Requirement: Every line that contains the word "were" should be copied from the records below.

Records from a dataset
********************

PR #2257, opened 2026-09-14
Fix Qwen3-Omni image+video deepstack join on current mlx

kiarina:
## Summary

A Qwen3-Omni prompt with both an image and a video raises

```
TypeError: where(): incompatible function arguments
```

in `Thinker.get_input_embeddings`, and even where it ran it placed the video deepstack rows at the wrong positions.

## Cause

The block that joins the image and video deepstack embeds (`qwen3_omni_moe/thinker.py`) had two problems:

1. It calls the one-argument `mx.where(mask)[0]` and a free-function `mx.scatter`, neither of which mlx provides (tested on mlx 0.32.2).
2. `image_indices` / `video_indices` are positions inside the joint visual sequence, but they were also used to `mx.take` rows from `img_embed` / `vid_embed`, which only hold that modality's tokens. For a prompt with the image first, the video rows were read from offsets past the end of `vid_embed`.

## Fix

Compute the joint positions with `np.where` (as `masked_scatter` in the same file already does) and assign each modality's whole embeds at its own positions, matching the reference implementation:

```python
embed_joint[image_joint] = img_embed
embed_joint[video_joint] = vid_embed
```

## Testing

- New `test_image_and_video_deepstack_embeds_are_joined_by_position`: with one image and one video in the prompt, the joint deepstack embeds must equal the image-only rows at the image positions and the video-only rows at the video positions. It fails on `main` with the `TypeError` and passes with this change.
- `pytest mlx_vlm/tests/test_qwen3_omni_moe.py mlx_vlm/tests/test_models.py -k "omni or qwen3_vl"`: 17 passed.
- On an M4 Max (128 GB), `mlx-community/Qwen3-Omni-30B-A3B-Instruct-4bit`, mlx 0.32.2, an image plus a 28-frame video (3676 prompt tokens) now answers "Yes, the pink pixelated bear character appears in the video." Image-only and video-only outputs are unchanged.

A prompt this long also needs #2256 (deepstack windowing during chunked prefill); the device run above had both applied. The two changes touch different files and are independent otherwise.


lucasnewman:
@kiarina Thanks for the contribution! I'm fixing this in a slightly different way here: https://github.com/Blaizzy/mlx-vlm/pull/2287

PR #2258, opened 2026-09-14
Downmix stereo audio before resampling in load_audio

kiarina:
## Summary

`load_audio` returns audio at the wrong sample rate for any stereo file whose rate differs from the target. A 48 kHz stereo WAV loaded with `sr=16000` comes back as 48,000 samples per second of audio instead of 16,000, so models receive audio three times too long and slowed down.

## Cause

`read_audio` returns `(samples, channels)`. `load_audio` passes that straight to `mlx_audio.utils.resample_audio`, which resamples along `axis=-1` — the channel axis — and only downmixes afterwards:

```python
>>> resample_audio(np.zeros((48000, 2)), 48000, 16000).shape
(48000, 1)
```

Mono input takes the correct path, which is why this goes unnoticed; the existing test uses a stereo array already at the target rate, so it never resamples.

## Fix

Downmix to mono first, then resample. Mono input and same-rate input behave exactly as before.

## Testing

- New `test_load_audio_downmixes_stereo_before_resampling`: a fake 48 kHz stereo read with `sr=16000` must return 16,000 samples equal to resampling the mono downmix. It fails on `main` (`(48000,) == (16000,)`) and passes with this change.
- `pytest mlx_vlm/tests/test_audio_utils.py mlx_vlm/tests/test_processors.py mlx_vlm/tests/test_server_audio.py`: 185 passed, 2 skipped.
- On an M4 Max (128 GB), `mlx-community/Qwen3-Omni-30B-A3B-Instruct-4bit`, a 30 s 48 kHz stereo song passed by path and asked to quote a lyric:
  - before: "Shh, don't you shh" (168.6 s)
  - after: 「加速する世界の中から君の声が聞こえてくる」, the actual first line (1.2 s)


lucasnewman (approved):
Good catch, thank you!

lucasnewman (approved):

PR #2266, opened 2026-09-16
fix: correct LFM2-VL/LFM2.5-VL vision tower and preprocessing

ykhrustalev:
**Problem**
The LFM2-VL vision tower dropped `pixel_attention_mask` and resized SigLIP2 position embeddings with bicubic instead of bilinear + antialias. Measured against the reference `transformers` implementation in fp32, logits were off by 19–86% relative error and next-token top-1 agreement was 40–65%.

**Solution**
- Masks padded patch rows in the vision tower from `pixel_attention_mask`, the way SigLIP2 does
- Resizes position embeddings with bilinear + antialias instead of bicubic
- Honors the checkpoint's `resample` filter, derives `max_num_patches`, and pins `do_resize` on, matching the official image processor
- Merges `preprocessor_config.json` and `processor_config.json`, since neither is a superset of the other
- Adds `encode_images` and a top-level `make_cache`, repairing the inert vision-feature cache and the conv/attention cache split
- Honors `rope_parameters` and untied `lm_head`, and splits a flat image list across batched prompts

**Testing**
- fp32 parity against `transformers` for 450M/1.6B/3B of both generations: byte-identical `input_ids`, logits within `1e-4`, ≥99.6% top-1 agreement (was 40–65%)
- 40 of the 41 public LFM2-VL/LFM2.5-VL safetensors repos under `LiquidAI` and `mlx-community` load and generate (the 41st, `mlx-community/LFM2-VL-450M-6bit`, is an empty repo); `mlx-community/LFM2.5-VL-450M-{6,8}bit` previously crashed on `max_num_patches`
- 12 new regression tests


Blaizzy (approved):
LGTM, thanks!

********************

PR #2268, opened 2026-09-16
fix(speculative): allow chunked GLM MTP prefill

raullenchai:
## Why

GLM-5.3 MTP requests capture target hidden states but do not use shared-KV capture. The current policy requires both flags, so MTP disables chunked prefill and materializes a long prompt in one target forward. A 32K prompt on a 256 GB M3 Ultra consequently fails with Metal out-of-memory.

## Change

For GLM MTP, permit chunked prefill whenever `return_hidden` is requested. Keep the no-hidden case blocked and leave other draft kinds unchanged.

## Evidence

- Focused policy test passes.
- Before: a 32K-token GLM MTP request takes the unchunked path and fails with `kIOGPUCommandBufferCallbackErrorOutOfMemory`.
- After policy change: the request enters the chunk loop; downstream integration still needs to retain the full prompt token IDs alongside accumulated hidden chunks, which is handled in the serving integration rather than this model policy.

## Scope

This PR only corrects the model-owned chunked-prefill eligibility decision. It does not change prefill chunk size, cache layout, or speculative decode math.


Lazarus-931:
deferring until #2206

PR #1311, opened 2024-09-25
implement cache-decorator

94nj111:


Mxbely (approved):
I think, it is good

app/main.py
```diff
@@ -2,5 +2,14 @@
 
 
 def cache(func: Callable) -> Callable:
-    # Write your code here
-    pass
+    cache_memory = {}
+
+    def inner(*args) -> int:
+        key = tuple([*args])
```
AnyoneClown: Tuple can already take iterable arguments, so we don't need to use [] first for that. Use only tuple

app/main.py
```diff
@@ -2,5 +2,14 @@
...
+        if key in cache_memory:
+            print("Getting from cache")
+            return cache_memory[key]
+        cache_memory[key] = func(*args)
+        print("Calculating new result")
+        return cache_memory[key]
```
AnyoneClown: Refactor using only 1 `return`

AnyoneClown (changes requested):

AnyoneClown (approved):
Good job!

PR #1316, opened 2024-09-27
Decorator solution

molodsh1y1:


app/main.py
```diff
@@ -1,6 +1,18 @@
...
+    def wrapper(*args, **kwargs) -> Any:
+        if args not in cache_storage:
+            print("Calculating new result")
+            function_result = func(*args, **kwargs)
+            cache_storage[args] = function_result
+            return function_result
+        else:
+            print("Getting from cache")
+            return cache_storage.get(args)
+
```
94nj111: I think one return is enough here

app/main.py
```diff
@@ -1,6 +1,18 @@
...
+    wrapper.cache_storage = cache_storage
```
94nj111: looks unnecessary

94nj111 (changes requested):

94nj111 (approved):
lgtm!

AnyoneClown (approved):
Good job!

********************

Your response:
2. `image_indices` / `video_indices` are positions inside the joint visual sequence, but they were also used to `mx.take` rows from `img_embed` / `vid_embed`, which only hold that modality's tokens. For a prompt with the image first, the video rows were read from offsets past the end of `vid_embed`.
The LFM2-VL vision tower dropped `pixel_attention_mask` and resized SigLIP2 position embeddings with bicubic instead of bilinear + antialias. Measured against the reference `transformers` implementation in fp32, logits were off by 19–86% relative error and next-token top-1 agreement was 40–65%.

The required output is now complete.